5. Design Principles
Most design systems will include a set of design principles. These are intended to help teams across an organization align on common goals, use the design system, and make meaningful design decisions, no matter how they build. While brand values are focused on the overall brand, design principles are more focused on products and what they should look like.
For example, the U.S. Web Design System (USWDS) has five design principles. One is “Earn trust,” and includes key considerations and practical actions teams can take to understand and meet or exceed expectations in order to gain users’ trust. Some of the recommended actions are to clearly identify the site as a federal government site, use the proper government domain, and fix broken links.
6. Icon Library
An icon library contains the visual symbols of a design system. These symbols are used to represent ideas, objects, or actions and to guide the user to take a particular action or draw their attention to important information on the page.
IBM’s design system Carbon contains an icon library as well as usage guidelines. These detail what sizes, colors, and alignment to use when designing with icons.
7. Content Guidelines
Design systems are intended to ensure all products not only look and act consistently — but speak consistently.

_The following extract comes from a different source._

PR #679, opened 2024-08-21
OC-907: Only use one version for ARIs

finlay-jisc:
The purpose of this PR was to change the way we handle incoming ARIs that correspond to an existing octopus publication, but have changes that need to be imported. An issue was anticipated that big updates in the ARI database could cause a lot of updates to octopus publications, causing them to be reversioned, and lots of DOIs to be minted. To prevent this, and in a break from the ordinary "human" publishing workflow, the existing publication version (of which there will only be 1) will be updated in place rather than reversioned. There will only ever be 1 "publication" DOI and 1 "version" DOI.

That’s what Adobe’s design system Spectrum intends at least. Its content guidelines cover voice and tone, grammar and mechanics, and language and inclusivity, which is common in most design systems. Spectrum also details what words to use in Adobe’s in-product experiences and when, how to write error messages, and how to write and design user onboarding experiences.
8. Accessibility Guidelines
Many design systems today include accessibility guidelines that underscore why accessible design is important and define what an accessible product means or does.

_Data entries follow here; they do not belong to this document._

PR #122, opened 2021-02-18
Validated ilm.delete_lifecycle & ilm.put_lifecycle Request

philkra:
as titled.

### DIFF
--- a/specification/specs/x_pack/ilm/delete_lifecycle/DeleteLifecycleRequest.ts
+++ b/specification/specs/x_pack/ilm/delete_lifecycle/DeleteLifecycleRequest.ts
@@ -25,7 +25,7 @@
 interface DeleteLifecycleRequest extends RequestBase {
   path_parts?: {
     policy?: Name
-    policy_id: PolicyId
+    policy_id: Id
   }
   query_parameters?: {}
   body?: {}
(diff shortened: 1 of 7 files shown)


specification/specs/x_pack/ilm/delete_lifecycle/DeleteLifecycleRequest.ts
```diff
@@ -24,7 +24,8 @@
  */
 interface DeleteLifecycleRequest extends RequestBase {
   path_parts?: {
-    policy: Name
+    policy?: Name
+    policy_id: PolicyId
```
delvedor, line 28: I see why you created the alias `PolicyId`, but we should use `Id`. The problem is that `Id` can either be a string or a number when it should always be a number, but our validation infrastructure uses numbers as well.
We should fix this there.

philkra: I removed the notion of `PolicyId` and exchanged with `Id`

delvedor (approved):
LGTM

I'll follow up in the flight recorder to fix https://github.com/elastic/elastic-client-generator/pull/122#discussion_r578499558.

PR #131, opened 2021-02-18
Validate cat.templates Response

philkra:
as titled.


delvedor (approved):
LGTM

@Mpdreamz @stevejgordon same question as https://github.com/elastic/elastic-client-generator/pull/132#discussion_r578973327.

PR #132, opened 2021-02-18
Validate cat.snapshots Response

philkra:
as titled.

### DIFF
--- a/specification/specs/cat/cat_snapshots/CatSnapshotsRecord.ts
+++ b/specification/specs/cat/cat_snapshots/CatSnapshotsRecord.ts
@@ -19,20 +19,18 @@
 
 class CatSnapshotsRecord {
   duration: Time
-  /** @prop_serializer StringLongFormatter */
-  end_epoch: long
+  end_epoch: EpochMillis
   end_time: string
   /** @prop_serializer StringLongFormatter */
-  failed_shards: long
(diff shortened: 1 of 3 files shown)


specification/specs/cat/cat_snapshots/CatSnapshotsRecord.ts
```diff
@@ -19,20 +19,18 @@
 
 class CatSnapshotsRecord {
   duration: Time
-  /** @prop_serializer StringLongFormatter */
-  end_epoch: long
+  end_epoch: EpochMillis
   end_time: string
   /** @prop_serializer StringLongFormatter */
```
delvedor, line 24: @Mpdreamz @stevejgordon do you still need the prop serializer?

delvedor (approved):
LGTM

specification/specs/cat/cat_snapshots/CatSnapshotsRecord.ts
stevejgordon: @delvedor Sorry, totally blanked on this! I don't think we do. That formatter knows to try either reading from a string or a long value and I think we can apply similar behaviour in our generated code based on seeing anything that is `EpochMillis`. @Mpdreamz Sound reasonable?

For example, IBMs’s Carbon design system states that an accessible product should “give all users the same quality of experience and adapt to users and situations.” It also goes through different groups of users with disabilities and what designers should think about when designing accessible products for these and all groups of users.
9. Design Tokens
Design tokens are names used to represent hard-coded values for spacing, color, typography, and other parts of a design system. For example, a design token might be a color, typeface, opacity level, border radius, icon, or animation ease. These tokens can be transformed and formatted to meet the needs of any platform, from Android to iOS to Web. By taking the place of absolute values like hex codes, RGB values, and Bezier coordinates, design tokens ensure consistency and flexibility across a company’s brand assets and products.

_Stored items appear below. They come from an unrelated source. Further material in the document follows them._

PR #134, opened 2021-02-19
Fix indices.flush_synced response

stevejgordon:

### DIFF
--- a/output/schema/schema.json
+++ b/output/schema/schema.json
@@ -100608,8 +100608,24 @@
     {
       "inherits": [
         {
+          "generics": [
+            {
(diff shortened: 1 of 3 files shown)


philkra (approved):
LGTM

delvedor (commented):
The fix looks ok! I want to do a double check on `DictionaryResponseBase`.
Holding the merge for now :)

stevejgordon:
@delvedor Yeah I basically followed the approach we use in NEST to produce that type, but if it needs tweaking, happy to do so :-)

delvedor (approved):
LGTM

In some design systems like Spectrum, design tokens are directly integrated into the component library. In other systems, design tokens are contained in a separate library.
Here’s a look at some of the design tokens in ENGIE’s Fluid design system:
Creating a Design System for Your Company
Design systems are composed of many libraries, style guides, and guidelines, which are all designed to optimize your design efforts. While a challenge to maintain and drive adoption across a company, design systems can help you create products that provide better user experiences. Consider creating one for your own company.